> **Dataset items**:
PR #458, opened 2024-02-01
Cody action group should be visible even during the indexing

pkukielka:
## Test plan

Manual testing:
1) Trigger clearing caches from File menu
2) Check if Cody context menu is present and enabled during the indexing


Sa1to (approved):
LGTM

mkondratek (approved):

PR #463, opened 2024-02-01
Do not check for subscription data when no account signed in

mkondratek:
## Test plan
- no account signned in -> open a project


exigow (approved):
LGTM :+1:

PR #474, opened 2024-02-02
Bugfix: Disable New Chat action when there are no active accounts

exigow:
Also: Added `CodyAuthenticationManager.hasNoActiveAccount(project)` and used everywhere (?).

## Test plan

1. Remove account -> icon should be hidden & action shortcut should be disabled
2. Add account -> icon appears & action shortcut works again

### DIFF
--- a/src/main/kotlin/com/sourcegraph/cody/chat/NewChatAction.kt
+++ b/src/main/kotlin/com/sourcegraph/cody/chat/NewChatAction.kt
@@ -6,6 +6,7 @@ import com.intellij.openapi.project.Project
 import com.intellij.openapi.wm.ToolWindowManager
 import com.sourcegraph.cody.CodyToolWindowContent
 import com.sourcegraph.cody.CodyToolWindowFactory
+import com.sourcegraph.cody.config.CodyAuthenticationManager
 
 class NewChatAction : DumbAwareAction() {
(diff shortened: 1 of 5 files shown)


src/main/kotlin/com/sourcegraph/cody/chat/NewChatAction.kt
```diff
@@ -17,6 +18,12 @@ class NewChatAction : DumbAwareAction() {
     showToolbar(project)
   }
 
+  override fun update(event: AnActionEvent) {
+    val project = event.project ?: return
+    val hasActiveAccount = !CodyAuthenticationManager.instance.hasNoActiveAccount(project)
```
pkukielka, line 23: How often is update called? And how expensive `CodyAuthenticationManager.instance.hasNoActiveAccount` is?
It's quite important as I think it's called on the EDT now, right?

exigow: Update is called very often: Any interaction with a toolbar fires this method few times per second (clicking, hovering with mouse, etc).

It's fast and "offline" service with persistent state. It's `cody_accounts.xml`.

pkukielka (approved):
LGTM

PR #475, opened 2024-02-02
Add "Delete All Chats" popup action

### LINKED ISSUE #371: GA: Users can create new chats, view old chats (persisted across sessions and grouped by timestamp), and delete chats (individually or all chats).

exigow:
Fixes #371

## Test plan

1. The Remove All action should be always enabled.
2. You should be able to use the Remove All action while tokens are still being generated.
3. The Chat panel should be automatically cleared, and sessions terminated.

### DIFF
--- a/src/main/kotlin/com/sourcegraph/cody/history/HistoryTree.kt
+++ b/src/main/kotlin/com/sourcegraph/cody/history/HistoryTree.kt
@@ -28,7 +28,8 @@ import javax.swing.tree.TreeSelectionModel
 
 class HistoryTree(
     private val onSelect: (ChatState) -> Unit,
-    private val onDelete: (ChatState) -> Unit
+    private val onRemove: (ChatState) -> Unit,
+    private val onRemoveAll: () -> Unit
 ) : SimpleToolWindowPanel(true, true) {
 
   private val model = DefaultTreeModel(buildTree())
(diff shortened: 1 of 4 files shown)


src/main/kotlin/com/sourcegraph/cody/history/HistoryTree.kt
```diff
@@ -160,32 +177,31 @@ class HistoryTree(
...
-      private val tree: SimpleTree,
       text: String,
-      icon: Icon? = null,
+      icon: Icon?,
+      private val isEnabled: () -> Boolean,
       private val action: () -> Unit
   ) : AnAction(text, null, icon) {
+
     override fun update(e: AnActionEvent) {
-      super.update(e)
```
pkukielka, line 169: Is removal of `super.update(e)` on purpose? What does it change?

exigow: Implementation of `super.update(e)`:

```java
    public void update(@NotNull AnActionEvent e) {
        if (e == null) {
            $$$reportNull$$$0(10);
        }

    }
```

So is basically non-null assertion. We don't have to do that because `AnActionEvent` is non-null in our Kotlin code (not `AnActionEvent?`). That's why i believe i can remove that.

pkukielka (approved):
LGTM

PR #497, opened 2024-02-06
Add commands shortcuts

### LINKED ISSUE #408: The test command can be triggered from the sidebar, right-click menu, or keyboard shortcut

mkondratek:
Docs updated. 
Subscription renamed to My Account.
Shortcuts added.
Mnemonics for commands added.

Fixes https://github.com/sourcegraph/jetbrains/issues/408, https://github.com/sourcegraph/jetbrains/issues/412, https://github.com/sourcegraph/jetbrains/issues/415.

## Test plan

> **Requirement**: Those lines of the records that contain the string "AnActionEvent" should be identified and copied.

> **Task answer**:
+  override fun update(event: AnActionEvent) {
     override fun update(e: AnActionEvent) {
    public void update(@NotNull AnActionEvent e) {
So is basically non-null assertion. We don't have to do that because `AnActionEvent` is non-null in our Kotlin code (not `AnActionEvent?`). That's why i believe i can remove that.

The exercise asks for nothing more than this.